# email notifications not working



## conlechi (May 6, 2006)

Have email notifications stopped again or is it just me :?


----------



## Hoggy (May 8, 2002)

Hi Mark, John-H was looking into it earlier today.
Hoggy.


----------



## John-H (Jul 13, 2005)

Hi Mark,

We decided not to send you any more emails :wink:

Actually, yes you are correct, We've noticed it getting a bit spuradic over the last few hours and it seems to have stopped now. I've tried sending a test email out from the system and that's not worked so I'm presuming it's a mail server issue so I've emailed for support. Hopefully a reboot will sort it soon - providing the email gets through :roll:

Chees,
John


----------



## John-H (Jul 13, 2005)

Just had a shed load come through - perhaps it's been reset and is now catching up - hopefully


----------



## John-H (Jul 13, 2005)

Test email now works instantly


----------



## conlechi (May 6, 2006)

All working fine for me now  Thanks John


----------



## John-H (Jul 13, 2005)

Apparently the mail server ran out of memory but a reboot cured it.


----------



## A3DFU (May 7, 2002)

again -----> since some time now. I get some but only about one tenths :?

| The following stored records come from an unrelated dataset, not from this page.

PR #898, opened 2025-10-23
Add RunTask.shell task

### LINKED ISSUE #892: Add Shell process implementation

mcruzdev:
## Context

Implement [RunTask.shell](https://github.com/serverlessworkflow/specification/blob/main/dsl-reference.md#shell-process) task:

```yaml
document:
  dsl: '1.0.1'
  namespace: test
  name: run-shell-example
  version: '0.1.0'
do:
  - runShell:
      run:
        shell:
          command: 'echo "Hello, ${ .user.name }"'
```

## Tracking

- [x] Add arguments
- [x] Implement `await`
- [x] Implement `return`
- [ ] [Support multiple OS 
](https://github.com/serverlessworkflow/sdk-java/pull/898/files#diff-a85b99dc6ddc3f55cff23fedaf608d3a55833cfa86700b68d86c81b726a22729R89)

Closes #892

### DIFF
--- a/impl/core/src/main/java/io/serverlessworkflow/impl/executors/RunShellExecutor.java
+++ b/impl/core/src/main/java/io/serverlessworkflow/impl/executors/RunShellExecutor.java
@@ -28,16 +28,10 @@ import io.serverlessworkflow.impl.WorkflowModel;
 import io.serverlessworkflow.impl.WorkflowModelFactory;
 import io.serverlessworkflow.impl.WorkflowUtils;
 import io.serverlessworkflow.impl.expressions.ExpressionUtils;
-import java.io.BufferedReader;
 import java.io.IOException;
-import java.io.InputStream;
-import java.io.InputStreamReader;
-import java.io.StringWriter;
-import java.io.UncheckedIOException;
 import java.nio.charset.StandardCharsets;
 import java.util.Map;
 import java.util.concurrent.CompletableFuture;
-import java.util.function.Supplier;
 
 public class RunShellExecutor implements RunnableTask<RunShell> {
 
@@ -59,9 +53,8 @@ public class RunShellExecutor implements RunnableTask<RunShell> {
   public CompletableFuture<WorkflowModel> apply(
       WorkflowContext workflowContext, TaskContext taskContext, WorkflowModel input) {
     ProcessBuilder processBuilder = this.processBuilderSupplier.apply(workflowContext, taskContext);
-    WorkflowModel workflowModel =
-        this.shellResultSupplier.apply(taskContext, input, processBuilder);
-    return CompletableFuture.completedFuture(workflowModel);
+    return CompletableFuture.completedFuture(
+        this.shellResultSupplier.apply(taskContext, input, processBuilder));
   }
 
   @Override
@@ -145,34 +138,29 @@ public class RunShellExecutor implements RunnableTask<RunShell> {
             Process process = processBuilder.start();
 
             if (taskConfiguration.isAwait()) {
-              return waitForResult(taskConfiguration, definition, process);
+              return buildResultFromProcess(taskConfiguration, definition, process);
             } else {
               return input;
             }
 
-          } catch (IOException | InterruptedException | UncheckedIOException e) {
+          } catch (IOException | InterruptedException e) {
             throw new WorkflowException(WorkflowError.runtime(taskContext, e).build(), e);
           }
         };
   }
 
-  private WorkflowModel waitForResult(
+  /**
+   * Builds the WorkflowModel result from the executed process. It waits for the process to finish
+   * and captures the exit code, stdout, and stderr based on the task configuration.
+   */
+  private WorkflowModel buildResultFromProcess(
       RunShell taskConfiguration, WorkflowDefinition definition, Process process)
       throws IOException, InterruptedException {
 
-    CompletableFuture<String> futureStdout =
-        CompletableFuture.supplyAsync(inputStreamStringSupplier(process.getInputStream()));
-    CompletableFuture<String> futureStderr =
-        CompletableFuture.supplyAsync(inputStreamStringSupplier(process.getErrorStream()));
-
     int exitCode = process.waitFor();
 
-    CompletableFuture<Void> allStd = CompletableFuture.allOf(futureStdout, futureStderr);
-
-    allStd.join();
-
-    String stdout = futureStdout.join();
-    String stderr = futureStderr.join();
+    String stdout = new String(process.getInputStream().readAllBytes(), StandardCharsets.UTF_8);
+    String stderr = new String(process.getErrorStream().readAllBytes(), StandardCharsets.UTF_8);
 
     RunTaskConfiguration.ProcessReturnType returnType = taskConfiguration.getReturn();
 
@@ -187,38 +175,8 @@ public class RunShellExecutor implements RunnableTask<RunShell> {
     };
   }
 
-  private static Supplier<String> inputStreamStringSupplier(InputStream process) {
-    return () -> {
-      try {
-        return readInputStream(process);
-      } catch (IOException e) {
-        throw new UncheckedIOException(e);
-      }
-    };
-  }
-
   @Override
   public boolean accept(Class<? extends RunTaskConfiguration> clazz) {
     return RunShell.class.equals(clazz);
-  }
-
-  /**
-   * Reads an InputStream and returns its content as a String. It keeps the original content using
-   * UTF-8 encoding.
-   *
-   * @param inputStream {@link InputStream} to be read
-   * @return {@link String} with the content of the InputStream
-   */
-  private static String readInputStream(InputStream inputStream) throws IOException {
-    StringWriter writer = new StringWriter();
-    try (BufferedReader reader =
-        new BufferedReader(new InputStreamReader(inputStream, StandardCharsets.UTF_8))) {
-      char[] buffer = new char[1024];
-      int charsRead;
-      while ((charsRead = reader.read(buffer)) != -1) {
-        writer.write(buffer, 0, charsRead);
-      }
-    }
-    return writer.toString();
   }
 }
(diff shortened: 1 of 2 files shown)


mcruzdev:
@ricardozanini could you share with me a example of arguments?  Should be something similar to: 

```yaml
document:
  dsl: '1.0.1'
  namespace: test
  name: run-shell-example
  version: '0.1.0'
do:
  - runShell:
      run:
        shell:
          command: 'kubectl'
          arguments:
            - 'apply'
            - '-f'
            - '/k8s'
```

And the output should be:

```shell
kubectl apply -f /k8s
```

I am not sure about it, do you have a example?

fjtirado:
@mcruzdev I have merged https://github.com/serverlessworkflow/sdk-java/pull/900, please rebase and continue from there, thanks

impl/core/src/main/java/io/serverlessworkflow/impl/executors/RunShellExecutor.java
```diff
@@ -0,0 +1,162 @@
...
+
+public class RunShellExecutor implements RunnableTask<RunShell> {
+
+  private ShellResultSupplier shellResultSupplier;
+  private ProcessBuilderSupplier processBuilderSupplier;
+
+  @FunctionalInterface
+  private interface ShellResultSupplier {
+    WorkflowModel apply(
+        TaskContext taskContext, ProcessBuilder processBuilder, WorkflowModel input);
```
fjtirado: Really picky comment, but I was thinking that since oter interface has WorkflowContext, TaskContext, and WorkflowModel in that order, I thing the order here, should probably be TaskContext taskContext, WorkflowModel input and ProcessBuilder processBuilder.

impl/core/src/main/java/io/serverlessworkflow/impl/executors/RunShellExecutor.java
```diff
@@ -0,0 +1,162 @@
...
+  }
+
+  private interface ProcessBuilderSupplier {
+    ProcessBuilder apply(TaskContext taskContext, WorkflowContext workflowContext);
```
fjtirado: Same here, probably we should switch the parameter order to be WorkflowContext and TaskContext.

impl/core/src/main/java/io/serverlessworkflow/impl/executors/RunShellExecutor.java
```diff
@@ -0,0 +1,162 @@
...
+
+          return builder;
+        };
+
+    this.shellResultSupplier =
+        (taskContext, processBuilder, input) -> {
+          if (shellCommand == null || shellCommand.isBlank()) {
+            throw new IllegalStateException(
+                "Missing shell command in RunShell task: " + taskContext.taskName());
+          }
```
fjtirado: Maybe this check can be done outside the supplier, I mean if the command is null or empty, the definition is wrong and should be corrected

impl/core/src/main/java/io/serverlessworkflow/impl/executors/RunShellExecutor.java
```diff
@@ -0,0 +1,162 @@
...
+            Process process = processBuilder.start();
+
+            if (taskConfiguration.isAwait()) {
+              return executeAwaiting(taskConfiguration, definition, process);
+            } else {
+              return input;
+            }
+
+          } catch (IOException | InterruptedException e) {
+            throw new RuntimeException(e);
```
fjtirado: Hmm, here we should throw a WorkflowException with a runtime error https://github.com/serverlessworkflow/specification/blob/main/dsl-reference.md#standard-error-types
This way the error can be handled by a TryTask

mcruzdev:
> > > @mcruzdev yes, the arguments are a list: https://github.com/serverlessworkflow/specification/blob/main/dsl-reference.md#shell-process
> > > Which kind of example do you need?
> > 
> > 
> > Ok, it is all, I think I do not need a example 😄
> > I had a confusion due to `map` as type of `arguments` in the [documentation](https://github.com/serverlessworkflow/specification/blob/main/dsl-reference.md#properties-17).
> 
> You can do:
> 
> ```yaml
> arguments:
>   - key: value
> ```
> 
> Maybe in some use cases that would make sense.

It is not clear to me again @ricardozanini, what is the real command statement in that case? The arguments will be used like an input ([like `script` does](https://github.com/serverlessworkflow/specification/blob/main/dsl-reference.md#examples-15))?  Or we will have something like `customcommand key=value` or `customcommand key=value` in the statement.

impl/core/src/main/java/io/serverlessworkflow/impl/executors/RunShellExecutor.java
```diff
@@ -0,0 +1,162 @@
...
+          }
+        };
+  }
+
+  private WorkflowModel executeAwaiting(
+      RunShell taskConfiguration, WorkflowDefinition definition, Process process)
+      throws IOException, InterruptedException {
+    StringBuilder stdout = new StringBuilder();
+    StringBuilder stderr = new StringBuilder();
```
fjtirado: Althour the override of outputstream is quite imaginative and I like it, I have to mention that is better to use standard library, using
```

StringWriter outWriter = new StringWriter();
process.getInputStream().transferTo(new OutputStreamWriter(outWriter));

.....

outWriter.toString();
```

mathecruz: I think that the `OutputStreamWriter` is not possible, but yes, we need a better solution that is not a byte to byte.

EDIT: I mean in the `transferTo` method.

impl/core/src/main/java/io/serverlessworkflow/impl/executors/RunShellExecutor.java
```diff
@@ -0,0 +1,214 @@
...
+  }
+
+  /**
+   * Reads an InputStream and returns its content as a String. It keeps the original content using
+   * UTF-8 encoding.
+   *
+   * @param inputStream {@link InputStream} to be read
+   * @return {@link String} with the content of the InputStream
+   */
+  public static String readInputStream(InputStream inputStream) {
```
fjtirado: I think this method should be private, it is not really used outside this class

impl/core/src/main/java/io/serverlessworkflow/impl/executors/RunShellExecutor.java
```diff
@@ -0,0 +1,214 @@
...
+    StringWriter writer = new StringWriter();
+    try (BufferedReader reader =
+        new BufferedReader(new InputStreamReader(inputStream, StandardCharsets.UTF_8))) {
+      char[] buffer = new char[1024];
+      int charsRead;
+      while ((charsRead = reader.read(buffer)) != -1) {
+        writer.write(buffer, 0, charsRead);
+      }
+    } catch (IOException e) {
```
fjtirado: Let the IOException being thrown so it is catched by internalExecute and convert to a proper workflow error

fjtirado (commented):
@mcruzdev Another coupple of comments related with IOException handling

impl/core/src/main/java/io/serverlessworkflow/impl/executors/RunShellExecutor.java
```diff
@@ -0,0 +1,214 @@
...
+    ProcessBuilder apply(WorkflowContext workflowContext, TaskContext taskContext);
+  }
+
+  @Override
+  public CompletableFuture<WorkflowModel> apply(
+      WorkflowContext workflowContext, TaskContext taskContext, WorkflowModel input) {
+    ProcessBuilder processBuilder = this.processBuilderSupplier.apply(workflowContext, taskContext);
+    WorkflowModel workflowModel =
+        this.shellResultSupplier.apply(taskContext, input, processBuilder);
+    return CompletableFuture.completedFuture(workflowModel);
```
fjtirado: Probably this should be called asynchronusly  ( I added more comments to other places affected by this changed)
```suggestion
  ProcessBuilder processBuilder = this.processBuilderSupplier.apply(workflowContext, taskContext);
   return CompletableFuture.supplyAsync(() -> shellResultSupplier.apply(taskContext, input,processBuilder));
```

impl/core/src/main/java/io/serverlessworkflow/impl/executors/RunShellExecutor.java
```diff
@@ -0,0 +1,224 @@
...
+    };
+  }
+
+  private static Supplier<String> inputStreamStringSupplier(InputStream process) {
+    return () -> {
+      try {
+        return readInputStream(process);
+      } catch (IOException e) {
+        throw new UncheckedIOException(e);
+      }
```
fjtirado: When this is change back to return string, lets just throw IOException, you were already catching it on the main block

impl/core/src/main/java/io/serverlessworkflow/impl/executors/RunShellExecutor.java
```diff
@@ -0,0 +1,224 @@
...
+            throw new WorkflowException(WorkflowError.runtime(taskContext, e).build(), e);
+          }
+        };
+  }
+
+  private WorkflowModel waitForResult(
+      RunShell taskConfiguration, WorkflowDefinition definition, Process process)
+      throws IOException, InterruptedException {
+
+    CompletableFuture<String> futureStdout =
```
fjtirado: If you make async the whole procedure, you do not need this to be async

impl/core/src/main/java/io/serverlessworkflow/impl/executors/RunShellExecutor.java
```diff
@@ -0,0 +1,224 @@
...
+          try {
+            Process process = processBuilder.start();
+
+            if (taskConfiguration.isAwait()) {
+              return waitForResult(taskConfiguration, definition, process);
+            } else {
+              return input;
+            }
+
+          } catch (IOException | InterruptedException | UncheckedIOException e) {
```
fjtirado: if inputStreamSupplier is not a supplier (its not longer async because the whole execution is performed asynchronusly), then you do not need to catch UncheckedIOException here)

PS, it didn't cure it for me


----------



## Ikon66 (Sep 12, 2003)

Still fine for me :?


----------



## John-H (Jul 13, 2005)

I'm getting them coming through but with a bit of a delay today. Dani, are you not getting them within the hour? Mine are but not instant today. Maybe nothing... When we reset the server did you not receive loads of notifications and things catch up?


----------



## A3DFU (May 7, 2002)

John-H said:


> When we reset the server did you not receive loads of notifications and things catch up?


Some came through and still do - others do not :?


----------